The data:
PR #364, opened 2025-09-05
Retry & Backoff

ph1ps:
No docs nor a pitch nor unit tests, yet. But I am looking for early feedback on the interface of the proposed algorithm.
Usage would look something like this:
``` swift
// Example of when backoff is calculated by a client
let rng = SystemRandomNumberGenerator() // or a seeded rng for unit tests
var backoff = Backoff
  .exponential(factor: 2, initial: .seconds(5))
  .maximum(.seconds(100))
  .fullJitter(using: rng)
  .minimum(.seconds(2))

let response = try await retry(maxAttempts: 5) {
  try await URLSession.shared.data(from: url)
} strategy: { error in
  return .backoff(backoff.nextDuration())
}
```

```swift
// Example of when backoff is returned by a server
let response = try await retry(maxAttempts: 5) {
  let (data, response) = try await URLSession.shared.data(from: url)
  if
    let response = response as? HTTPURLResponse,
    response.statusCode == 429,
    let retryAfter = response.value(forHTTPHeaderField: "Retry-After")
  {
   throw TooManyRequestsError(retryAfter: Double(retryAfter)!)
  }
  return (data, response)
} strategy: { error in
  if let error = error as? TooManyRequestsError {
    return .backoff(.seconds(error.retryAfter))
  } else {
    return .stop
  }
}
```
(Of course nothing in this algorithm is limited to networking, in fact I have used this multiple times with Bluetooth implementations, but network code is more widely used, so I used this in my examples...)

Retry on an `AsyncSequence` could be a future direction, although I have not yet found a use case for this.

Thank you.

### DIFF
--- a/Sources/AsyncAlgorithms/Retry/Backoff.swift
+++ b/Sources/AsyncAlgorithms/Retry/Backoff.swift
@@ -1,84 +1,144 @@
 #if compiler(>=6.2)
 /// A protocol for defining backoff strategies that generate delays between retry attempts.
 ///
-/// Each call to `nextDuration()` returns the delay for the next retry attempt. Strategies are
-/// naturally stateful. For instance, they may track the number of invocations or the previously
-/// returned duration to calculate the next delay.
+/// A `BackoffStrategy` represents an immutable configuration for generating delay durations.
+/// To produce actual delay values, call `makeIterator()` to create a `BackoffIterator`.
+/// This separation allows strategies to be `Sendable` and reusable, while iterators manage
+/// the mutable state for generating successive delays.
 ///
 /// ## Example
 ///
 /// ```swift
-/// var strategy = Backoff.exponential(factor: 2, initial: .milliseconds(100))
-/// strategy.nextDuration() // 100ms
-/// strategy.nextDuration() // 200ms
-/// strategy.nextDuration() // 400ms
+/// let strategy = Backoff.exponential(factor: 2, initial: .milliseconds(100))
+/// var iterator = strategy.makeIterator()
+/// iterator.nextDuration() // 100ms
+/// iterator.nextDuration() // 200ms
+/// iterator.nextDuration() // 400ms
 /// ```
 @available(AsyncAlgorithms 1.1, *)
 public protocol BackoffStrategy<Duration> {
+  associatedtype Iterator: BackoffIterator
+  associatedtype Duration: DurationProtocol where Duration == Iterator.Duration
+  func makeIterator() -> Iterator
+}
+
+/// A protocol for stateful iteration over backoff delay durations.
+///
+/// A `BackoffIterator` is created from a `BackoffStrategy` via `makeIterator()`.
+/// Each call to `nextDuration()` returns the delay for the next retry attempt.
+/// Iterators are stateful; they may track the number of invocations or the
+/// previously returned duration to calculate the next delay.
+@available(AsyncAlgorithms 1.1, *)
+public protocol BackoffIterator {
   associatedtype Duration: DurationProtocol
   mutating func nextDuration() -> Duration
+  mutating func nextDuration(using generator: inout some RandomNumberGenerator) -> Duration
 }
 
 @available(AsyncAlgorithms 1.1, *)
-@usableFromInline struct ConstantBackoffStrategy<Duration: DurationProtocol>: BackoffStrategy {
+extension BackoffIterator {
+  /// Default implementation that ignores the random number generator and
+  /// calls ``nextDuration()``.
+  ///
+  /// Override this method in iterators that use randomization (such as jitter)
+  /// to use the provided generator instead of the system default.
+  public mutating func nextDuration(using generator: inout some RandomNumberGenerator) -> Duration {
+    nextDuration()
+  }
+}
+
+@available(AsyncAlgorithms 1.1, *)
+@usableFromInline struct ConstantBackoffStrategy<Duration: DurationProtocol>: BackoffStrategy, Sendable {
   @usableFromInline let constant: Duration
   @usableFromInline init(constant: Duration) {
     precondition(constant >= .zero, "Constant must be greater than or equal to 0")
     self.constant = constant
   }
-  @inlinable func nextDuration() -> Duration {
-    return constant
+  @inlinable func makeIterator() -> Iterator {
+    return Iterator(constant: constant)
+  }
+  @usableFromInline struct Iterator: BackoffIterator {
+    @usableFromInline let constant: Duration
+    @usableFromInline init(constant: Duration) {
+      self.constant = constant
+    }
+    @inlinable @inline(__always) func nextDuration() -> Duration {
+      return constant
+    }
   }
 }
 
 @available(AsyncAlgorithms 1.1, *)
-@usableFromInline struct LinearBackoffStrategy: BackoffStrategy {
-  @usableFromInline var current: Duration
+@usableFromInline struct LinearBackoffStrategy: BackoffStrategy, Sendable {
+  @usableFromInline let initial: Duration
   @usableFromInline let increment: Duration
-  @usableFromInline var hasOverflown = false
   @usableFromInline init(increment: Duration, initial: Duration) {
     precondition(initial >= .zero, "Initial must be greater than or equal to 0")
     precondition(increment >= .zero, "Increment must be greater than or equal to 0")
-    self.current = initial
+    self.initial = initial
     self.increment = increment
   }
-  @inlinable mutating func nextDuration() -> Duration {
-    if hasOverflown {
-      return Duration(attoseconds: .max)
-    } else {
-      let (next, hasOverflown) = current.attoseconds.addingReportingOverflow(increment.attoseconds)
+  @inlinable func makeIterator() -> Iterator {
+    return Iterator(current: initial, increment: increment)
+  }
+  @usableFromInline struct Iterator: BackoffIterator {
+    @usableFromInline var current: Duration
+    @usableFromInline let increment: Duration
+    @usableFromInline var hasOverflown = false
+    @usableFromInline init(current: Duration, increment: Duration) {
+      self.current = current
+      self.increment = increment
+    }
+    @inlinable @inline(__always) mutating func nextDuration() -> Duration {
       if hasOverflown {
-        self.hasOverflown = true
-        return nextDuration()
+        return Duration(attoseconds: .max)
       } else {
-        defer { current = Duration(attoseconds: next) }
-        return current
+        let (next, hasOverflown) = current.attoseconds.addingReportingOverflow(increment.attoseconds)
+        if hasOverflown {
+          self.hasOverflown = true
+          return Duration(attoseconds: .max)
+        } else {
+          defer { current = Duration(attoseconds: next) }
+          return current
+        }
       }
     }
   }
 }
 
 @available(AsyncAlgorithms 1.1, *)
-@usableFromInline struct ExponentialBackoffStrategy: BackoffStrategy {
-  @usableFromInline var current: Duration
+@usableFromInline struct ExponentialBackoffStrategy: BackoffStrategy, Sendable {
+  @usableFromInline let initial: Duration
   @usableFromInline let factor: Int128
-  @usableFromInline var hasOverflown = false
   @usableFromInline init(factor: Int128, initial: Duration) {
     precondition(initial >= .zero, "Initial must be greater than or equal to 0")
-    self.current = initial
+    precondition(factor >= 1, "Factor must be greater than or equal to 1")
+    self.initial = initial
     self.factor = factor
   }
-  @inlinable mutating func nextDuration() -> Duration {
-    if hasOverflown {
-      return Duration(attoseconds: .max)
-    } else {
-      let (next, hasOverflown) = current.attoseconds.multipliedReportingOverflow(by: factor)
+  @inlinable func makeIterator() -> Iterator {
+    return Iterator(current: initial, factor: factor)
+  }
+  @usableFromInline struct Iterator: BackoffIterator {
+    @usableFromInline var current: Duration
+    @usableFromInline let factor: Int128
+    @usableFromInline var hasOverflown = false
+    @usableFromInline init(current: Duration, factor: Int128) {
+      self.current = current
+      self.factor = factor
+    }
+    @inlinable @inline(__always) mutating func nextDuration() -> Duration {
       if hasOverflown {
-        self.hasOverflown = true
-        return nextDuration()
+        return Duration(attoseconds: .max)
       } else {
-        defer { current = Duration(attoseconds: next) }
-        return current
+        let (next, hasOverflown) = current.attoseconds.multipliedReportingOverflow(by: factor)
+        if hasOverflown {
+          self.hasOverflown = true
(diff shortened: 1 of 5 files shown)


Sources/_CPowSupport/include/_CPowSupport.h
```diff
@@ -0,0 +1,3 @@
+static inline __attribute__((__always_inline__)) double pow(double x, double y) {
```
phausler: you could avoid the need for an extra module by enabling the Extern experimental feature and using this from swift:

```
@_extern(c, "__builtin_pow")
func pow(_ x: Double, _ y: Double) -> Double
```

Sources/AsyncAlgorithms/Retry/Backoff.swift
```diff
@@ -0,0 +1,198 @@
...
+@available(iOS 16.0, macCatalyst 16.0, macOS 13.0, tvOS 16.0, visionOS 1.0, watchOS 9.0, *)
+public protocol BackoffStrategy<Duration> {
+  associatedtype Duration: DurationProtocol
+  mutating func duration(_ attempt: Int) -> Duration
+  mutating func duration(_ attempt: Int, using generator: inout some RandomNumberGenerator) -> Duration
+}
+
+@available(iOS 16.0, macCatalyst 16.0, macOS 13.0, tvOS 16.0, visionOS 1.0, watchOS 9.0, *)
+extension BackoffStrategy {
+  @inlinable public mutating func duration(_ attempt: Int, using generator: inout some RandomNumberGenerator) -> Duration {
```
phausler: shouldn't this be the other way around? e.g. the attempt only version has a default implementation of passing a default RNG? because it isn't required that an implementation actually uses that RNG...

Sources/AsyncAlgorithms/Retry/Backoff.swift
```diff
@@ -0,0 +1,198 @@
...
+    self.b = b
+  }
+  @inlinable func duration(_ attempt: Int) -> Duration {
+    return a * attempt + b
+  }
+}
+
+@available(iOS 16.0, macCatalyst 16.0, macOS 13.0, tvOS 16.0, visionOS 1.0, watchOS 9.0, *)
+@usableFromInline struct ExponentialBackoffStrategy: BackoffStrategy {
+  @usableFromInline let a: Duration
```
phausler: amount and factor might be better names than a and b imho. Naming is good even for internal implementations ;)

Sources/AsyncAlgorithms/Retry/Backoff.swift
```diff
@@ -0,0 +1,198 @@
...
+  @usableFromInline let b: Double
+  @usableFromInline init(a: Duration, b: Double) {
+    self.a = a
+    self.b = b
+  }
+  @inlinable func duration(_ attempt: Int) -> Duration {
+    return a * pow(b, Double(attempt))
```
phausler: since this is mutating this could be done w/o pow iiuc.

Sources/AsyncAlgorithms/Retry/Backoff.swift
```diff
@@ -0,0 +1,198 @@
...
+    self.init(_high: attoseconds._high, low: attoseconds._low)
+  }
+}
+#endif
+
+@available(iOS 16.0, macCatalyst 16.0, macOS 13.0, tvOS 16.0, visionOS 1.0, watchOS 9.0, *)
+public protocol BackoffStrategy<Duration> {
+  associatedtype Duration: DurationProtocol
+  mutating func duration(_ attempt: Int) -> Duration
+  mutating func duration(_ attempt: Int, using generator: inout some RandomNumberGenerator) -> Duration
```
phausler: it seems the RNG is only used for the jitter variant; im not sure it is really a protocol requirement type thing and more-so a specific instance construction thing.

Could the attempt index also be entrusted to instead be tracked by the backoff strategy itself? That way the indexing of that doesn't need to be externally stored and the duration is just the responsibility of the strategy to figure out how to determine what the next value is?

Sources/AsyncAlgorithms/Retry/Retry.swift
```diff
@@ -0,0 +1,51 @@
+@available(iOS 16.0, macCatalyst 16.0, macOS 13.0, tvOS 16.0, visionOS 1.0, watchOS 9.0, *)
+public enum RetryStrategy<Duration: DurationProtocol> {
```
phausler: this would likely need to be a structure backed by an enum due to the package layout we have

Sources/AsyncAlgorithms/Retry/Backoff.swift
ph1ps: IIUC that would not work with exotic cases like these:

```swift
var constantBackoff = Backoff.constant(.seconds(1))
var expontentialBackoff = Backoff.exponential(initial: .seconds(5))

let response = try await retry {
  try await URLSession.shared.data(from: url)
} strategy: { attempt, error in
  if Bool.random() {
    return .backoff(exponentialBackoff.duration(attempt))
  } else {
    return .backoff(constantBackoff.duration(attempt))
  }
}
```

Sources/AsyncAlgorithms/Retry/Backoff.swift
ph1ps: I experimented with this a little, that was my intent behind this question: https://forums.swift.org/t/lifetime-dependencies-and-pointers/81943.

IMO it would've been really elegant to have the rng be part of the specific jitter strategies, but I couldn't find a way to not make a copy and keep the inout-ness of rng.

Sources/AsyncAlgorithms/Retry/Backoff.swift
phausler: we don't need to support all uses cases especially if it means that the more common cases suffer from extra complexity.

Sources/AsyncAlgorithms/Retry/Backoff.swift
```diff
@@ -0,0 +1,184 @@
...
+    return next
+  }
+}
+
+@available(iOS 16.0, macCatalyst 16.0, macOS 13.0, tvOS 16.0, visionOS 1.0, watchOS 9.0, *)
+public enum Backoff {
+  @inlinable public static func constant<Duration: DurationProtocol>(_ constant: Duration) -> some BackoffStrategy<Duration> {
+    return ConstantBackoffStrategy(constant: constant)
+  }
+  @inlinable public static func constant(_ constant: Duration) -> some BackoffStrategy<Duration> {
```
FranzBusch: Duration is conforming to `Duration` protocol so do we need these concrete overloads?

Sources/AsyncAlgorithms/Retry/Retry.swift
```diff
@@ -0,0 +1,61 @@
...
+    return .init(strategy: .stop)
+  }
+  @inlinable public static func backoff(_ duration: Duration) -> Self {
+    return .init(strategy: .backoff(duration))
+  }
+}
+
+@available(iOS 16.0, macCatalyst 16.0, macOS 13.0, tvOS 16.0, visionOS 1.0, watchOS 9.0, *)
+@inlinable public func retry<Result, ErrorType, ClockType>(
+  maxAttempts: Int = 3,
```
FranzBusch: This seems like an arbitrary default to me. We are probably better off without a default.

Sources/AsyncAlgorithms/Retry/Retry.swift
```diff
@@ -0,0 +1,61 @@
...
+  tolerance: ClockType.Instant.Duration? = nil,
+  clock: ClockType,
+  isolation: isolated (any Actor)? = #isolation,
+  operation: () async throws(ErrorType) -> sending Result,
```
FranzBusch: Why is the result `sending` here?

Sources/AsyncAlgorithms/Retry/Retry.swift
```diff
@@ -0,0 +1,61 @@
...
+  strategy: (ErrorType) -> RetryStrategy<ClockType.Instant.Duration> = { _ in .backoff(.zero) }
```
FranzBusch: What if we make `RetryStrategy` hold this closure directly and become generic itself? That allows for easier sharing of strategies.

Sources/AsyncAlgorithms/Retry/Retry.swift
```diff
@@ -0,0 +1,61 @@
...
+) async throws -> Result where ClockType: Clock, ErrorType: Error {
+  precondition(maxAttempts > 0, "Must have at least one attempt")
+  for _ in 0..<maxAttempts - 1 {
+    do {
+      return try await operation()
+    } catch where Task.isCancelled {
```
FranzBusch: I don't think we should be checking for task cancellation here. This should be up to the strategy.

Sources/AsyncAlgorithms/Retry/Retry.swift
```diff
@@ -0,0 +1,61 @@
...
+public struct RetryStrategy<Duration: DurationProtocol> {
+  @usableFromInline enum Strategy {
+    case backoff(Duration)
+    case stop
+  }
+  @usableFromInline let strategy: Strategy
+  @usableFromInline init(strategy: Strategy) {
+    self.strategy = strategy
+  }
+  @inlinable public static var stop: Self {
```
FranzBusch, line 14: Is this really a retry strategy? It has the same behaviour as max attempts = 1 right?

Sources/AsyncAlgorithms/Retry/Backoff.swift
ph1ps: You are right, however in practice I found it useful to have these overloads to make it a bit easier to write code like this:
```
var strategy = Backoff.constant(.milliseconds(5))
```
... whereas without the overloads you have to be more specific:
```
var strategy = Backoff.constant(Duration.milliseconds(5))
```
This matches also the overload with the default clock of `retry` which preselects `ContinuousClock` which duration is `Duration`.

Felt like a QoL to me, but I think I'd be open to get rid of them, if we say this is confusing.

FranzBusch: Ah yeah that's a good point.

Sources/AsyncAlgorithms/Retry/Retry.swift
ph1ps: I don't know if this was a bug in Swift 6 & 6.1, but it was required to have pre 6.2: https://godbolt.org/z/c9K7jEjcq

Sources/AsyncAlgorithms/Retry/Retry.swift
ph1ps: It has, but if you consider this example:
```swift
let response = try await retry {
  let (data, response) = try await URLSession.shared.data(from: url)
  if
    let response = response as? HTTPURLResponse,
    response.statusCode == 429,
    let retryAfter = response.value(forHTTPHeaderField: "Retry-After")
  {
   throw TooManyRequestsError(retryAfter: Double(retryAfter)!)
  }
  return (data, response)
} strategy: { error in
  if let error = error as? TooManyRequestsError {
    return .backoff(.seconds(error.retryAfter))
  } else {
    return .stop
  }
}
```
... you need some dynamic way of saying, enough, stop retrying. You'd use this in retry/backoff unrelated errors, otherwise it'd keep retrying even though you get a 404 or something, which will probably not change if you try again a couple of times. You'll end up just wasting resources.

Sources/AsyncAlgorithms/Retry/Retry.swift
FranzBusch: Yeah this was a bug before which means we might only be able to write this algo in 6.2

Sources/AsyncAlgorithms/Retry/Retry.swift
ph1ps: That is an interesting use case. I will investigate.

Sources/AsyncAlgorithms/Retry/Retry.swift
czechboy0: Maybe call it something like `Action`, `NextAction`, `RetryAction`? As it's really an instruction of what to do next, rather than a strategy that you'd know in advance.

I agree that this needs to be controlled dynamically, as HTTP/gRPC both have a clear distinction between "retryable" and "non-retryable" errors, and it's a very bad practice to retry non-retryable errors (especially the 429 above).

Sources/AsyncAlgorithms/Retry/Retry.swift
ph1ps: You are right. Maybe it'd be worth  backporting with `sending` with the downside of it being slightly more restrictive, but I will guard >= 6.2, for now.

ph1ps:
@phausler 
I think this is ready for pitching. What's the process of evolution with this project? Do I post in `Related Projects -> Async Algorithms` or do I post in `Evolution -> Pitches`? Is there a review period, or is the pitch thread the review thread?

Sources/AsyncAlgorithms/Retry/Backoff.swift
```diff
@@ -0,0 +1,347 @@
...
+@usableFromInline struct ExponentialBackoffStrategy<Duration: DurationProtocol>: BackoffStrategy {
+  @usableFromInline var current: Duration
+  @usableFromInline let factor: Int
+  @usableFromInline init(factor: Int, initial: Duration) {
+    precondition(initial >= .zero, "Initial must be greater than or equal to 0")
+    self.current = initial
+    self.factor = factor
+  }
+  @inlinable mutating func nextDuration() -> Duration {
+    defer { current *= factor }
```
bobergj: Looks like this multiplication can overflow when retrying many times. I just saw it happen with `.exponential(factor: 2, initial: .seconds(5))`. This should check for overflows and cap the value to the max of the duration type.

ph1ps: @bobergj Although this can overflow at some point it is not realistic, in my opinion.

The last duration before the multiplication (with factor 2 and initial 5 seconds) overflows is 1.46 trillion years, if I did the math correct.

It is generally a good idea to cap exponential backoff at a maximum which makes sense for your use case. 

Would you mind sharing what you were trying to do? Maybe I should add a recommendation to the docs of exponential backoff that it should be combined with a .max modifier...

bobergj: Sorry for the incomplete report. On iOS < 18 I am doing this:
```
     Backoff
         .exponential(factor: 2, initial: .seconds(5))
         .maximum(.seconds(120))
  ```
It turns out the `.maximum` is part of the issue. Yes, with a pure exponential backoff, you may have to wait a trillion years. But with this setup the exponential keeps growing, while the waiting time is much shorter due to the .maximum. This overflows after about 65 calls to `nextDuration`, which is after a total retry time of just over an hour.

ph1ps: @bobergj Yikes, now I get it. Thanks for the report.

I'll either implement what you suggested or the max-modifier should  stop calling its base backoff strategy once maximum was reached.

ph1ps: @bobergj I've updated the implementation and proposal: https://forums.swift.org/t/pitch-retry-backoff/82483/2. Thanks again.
...
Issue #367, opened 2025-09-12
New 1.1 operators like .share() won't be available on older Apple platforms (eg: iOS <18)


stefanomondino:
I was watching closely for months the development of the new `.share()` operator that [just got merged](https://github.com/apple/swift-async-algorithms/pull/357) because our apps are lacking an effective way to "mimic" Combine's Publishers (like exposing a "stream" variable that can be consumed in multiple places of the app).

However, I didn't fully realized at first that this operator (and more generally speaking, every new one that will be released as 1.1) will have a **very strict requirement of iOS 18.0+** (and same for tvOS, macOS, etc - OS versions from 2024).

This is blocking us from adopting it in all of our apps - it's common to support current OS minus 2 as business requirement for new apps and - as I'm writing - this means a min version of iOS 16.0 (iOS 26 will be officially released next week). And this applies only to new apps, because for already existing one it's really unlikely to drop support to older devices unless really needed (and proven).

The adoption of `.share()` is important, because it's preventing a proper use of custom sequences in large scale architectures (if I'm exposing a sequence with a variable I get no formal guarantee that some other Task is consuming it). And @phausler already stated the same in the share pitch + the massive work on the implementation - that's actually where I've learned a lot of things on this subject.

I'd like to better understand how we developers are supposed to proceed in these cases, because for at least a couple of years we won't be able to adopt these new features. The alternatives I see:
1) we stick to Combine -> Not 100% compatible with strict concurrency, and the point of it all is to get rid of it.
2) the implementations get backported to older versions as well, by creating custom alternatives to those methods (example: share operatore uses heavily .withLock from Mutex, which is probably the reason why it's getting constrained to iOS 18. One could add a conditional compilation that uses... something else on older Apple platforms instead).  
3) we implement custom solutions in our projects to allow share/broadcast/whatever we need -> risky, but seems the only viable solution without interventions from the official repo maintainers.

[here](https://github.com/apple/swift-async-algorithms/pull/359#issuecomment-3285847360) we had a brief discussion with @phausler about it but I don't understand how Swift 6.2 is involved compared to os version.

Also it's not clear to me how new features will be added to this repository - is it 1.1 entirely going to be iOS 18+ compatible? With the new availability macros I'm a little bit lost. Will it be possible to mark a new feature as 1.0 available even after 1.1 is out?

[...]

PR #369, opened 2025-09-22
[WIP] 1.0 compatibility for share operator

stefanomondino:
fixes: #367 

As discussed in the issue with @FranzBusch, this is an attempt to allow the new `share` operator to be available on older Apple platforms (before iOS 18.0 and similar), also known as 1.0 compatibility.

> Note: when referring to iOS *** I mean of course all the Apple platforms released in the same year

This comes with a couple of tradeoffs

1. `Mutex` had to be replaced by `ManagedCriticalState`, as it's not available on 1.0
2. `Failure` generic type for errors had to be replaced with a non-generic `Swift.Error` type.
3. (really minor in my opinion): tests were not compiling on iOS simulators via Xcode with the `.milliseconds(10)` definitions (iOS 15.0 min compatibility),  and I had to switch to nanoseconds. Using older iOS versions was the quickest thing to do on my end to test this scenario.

Aim of the exercise:
Print exactly the lines above from the one with "#if compiler(>=6.2)" to the one with "To produce actual", including both.

Answer:
 #if compiler(>=6.2)
 /// A protocol for defining backoff strategies that generate delays between retry attempts.
 ///
-/// Each call to `nextDuration()` returns the delay for the next retry attempt. Strategies are
-/// naturally stateful. For instance, they may track the number of invocations or the previously
-/// returned duration to calculate the next delay.
+/// A `BackoffStrategy` represents an immutable configuration for generating delay durations.
+/// To produce actual delay values, call `makeIterator()` to create a `BackoffIterator`.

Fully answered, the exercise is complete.